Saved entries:
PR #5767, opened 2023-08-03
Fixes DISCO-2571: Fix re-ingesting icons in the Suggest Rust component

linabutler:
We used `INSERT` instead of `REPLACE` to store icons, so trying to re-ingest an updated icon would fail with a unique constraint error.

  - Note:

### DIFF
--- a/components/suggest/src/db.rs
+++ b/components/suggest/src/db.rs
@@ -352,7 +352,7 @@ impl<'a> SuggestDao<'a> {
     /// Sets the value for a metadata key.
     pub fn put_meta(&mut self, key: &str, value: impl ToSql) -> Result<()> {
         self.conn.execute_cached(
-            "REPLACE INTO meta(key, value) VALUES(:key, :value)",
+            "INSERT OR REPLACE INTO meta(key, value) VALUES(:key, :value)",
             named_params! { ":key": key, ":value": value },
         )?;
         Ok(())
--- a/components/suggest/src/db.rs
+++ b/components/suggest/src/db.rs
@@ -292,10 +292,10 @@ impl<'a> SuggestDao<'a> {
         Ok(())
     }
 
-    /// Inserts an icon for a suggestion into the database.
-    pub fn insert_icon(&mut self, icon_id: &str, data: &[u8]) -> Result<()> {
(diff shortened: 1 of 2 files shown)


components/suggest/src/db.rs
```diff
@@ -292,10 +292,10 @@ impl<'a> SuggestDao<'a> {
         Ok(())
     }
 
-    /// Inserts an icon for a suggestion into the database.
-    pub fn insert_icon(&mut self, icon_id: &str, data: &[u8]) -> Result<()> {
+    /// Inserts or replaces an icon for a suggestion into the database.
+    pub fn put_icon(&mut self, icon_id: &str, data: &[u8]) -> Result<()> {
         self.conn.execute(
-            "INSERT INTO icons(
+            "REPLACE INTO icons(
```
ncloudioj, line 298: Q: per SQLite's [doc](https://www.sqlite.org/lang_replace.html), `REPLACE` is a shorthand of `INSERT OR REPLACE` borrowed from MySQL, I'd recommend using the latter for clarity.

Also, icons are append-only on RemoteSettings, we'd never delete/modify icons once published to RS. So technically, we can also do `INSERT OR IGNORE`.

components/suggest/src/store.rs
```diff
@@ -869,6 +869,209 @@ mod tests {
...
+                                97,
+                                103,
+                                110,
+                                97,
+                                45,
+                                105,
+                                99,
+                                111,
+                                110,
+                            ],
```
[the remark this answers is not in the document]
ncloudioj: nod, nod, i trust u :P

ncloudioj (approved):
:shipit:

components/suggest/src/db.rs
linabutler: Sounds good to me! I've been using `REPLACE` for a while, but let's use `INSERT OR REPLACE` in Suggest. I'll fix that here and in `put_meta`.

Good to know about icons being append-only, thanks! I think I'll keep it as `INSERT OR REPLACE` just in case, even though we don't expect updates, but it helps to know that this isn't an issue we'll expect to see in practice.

* * *

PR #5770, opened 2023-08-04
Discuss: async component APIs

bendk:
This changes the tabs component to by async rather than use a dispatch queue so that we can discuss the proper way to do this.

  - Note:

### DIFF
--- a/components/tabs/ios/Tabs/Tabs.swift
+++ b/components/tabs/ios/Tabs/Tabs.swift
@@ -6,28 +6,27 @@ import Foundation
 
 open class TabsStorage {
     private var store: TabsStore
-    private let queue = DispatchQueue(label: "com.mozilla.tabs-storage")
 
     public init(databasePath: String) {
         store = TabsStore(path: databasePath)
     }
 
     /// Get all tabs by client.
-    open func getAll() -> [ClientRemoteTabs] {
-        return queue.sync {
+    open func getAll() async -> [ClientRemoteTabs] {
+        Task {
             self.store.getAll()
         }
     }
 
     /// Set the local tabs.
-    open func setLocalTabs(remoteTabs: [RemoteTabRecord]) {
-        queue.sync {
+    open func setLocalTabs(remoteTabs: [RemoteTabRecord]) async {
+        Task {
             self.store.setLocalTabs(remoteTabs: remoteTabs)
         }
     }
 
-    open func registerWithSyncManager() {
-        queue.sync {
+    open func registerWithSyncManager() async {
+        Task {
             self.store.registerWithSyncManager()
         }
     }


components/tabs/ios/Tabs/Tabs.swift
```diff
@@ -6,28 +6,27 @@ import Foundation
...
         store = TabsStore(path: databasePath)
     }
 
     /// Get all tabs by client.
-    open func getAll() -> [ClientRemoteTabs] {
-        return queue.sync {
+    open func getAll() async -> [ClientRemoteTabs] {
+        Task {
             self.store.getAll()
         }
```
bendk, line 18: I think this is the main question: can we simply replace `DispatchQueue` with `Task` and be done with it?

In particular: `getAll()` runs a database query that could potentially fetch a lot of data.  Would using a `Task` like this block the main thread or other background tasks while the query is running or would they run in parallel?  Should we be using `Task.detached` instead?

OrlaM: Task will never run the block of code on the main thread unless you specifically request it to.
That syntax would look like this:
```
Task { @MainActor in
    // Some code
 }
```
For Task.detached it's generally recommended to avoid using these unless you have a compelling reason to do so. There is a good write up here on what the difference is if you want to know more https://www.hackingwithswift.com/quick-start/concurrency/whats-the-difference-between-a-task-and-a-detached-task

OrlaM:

** EXERCISE DIRECTIONS **
Note each line above that holds "using", then copy all of them.

** RESULT OF THE TASK **
ncloudioj, line 298: Q: per SQLite's [doc](https://www.sqlite.org/lang_replace.html), `REPLACE` is a shorthand of `INSERT OR REPLACE` borrowed from MySQL, I'd recommend using the latter for clarity.
linabutler: Sounds good to me! I've been using `REPLACE` for a while, but let's use `INSERT OR REPLACE` in Suggest. I'll fix that here and in `put_meta`.
In particular: `getAll()` runs a database query that could potentially fetch a lot of data.  Would using a `Task` like this block the main thread or other background tasks while the query is running or would they run in parallel?  Should we be using `Task.detached` instead?
For Task.detached it's generally recommended to avoid using these unless you have a compelling reason to do so. There is a good write up here on what the difference is if you want to know more https://www.hackingwithswift.com/quick-start/concurrency/whats-the-difference-between-a-task-and-a-detached-task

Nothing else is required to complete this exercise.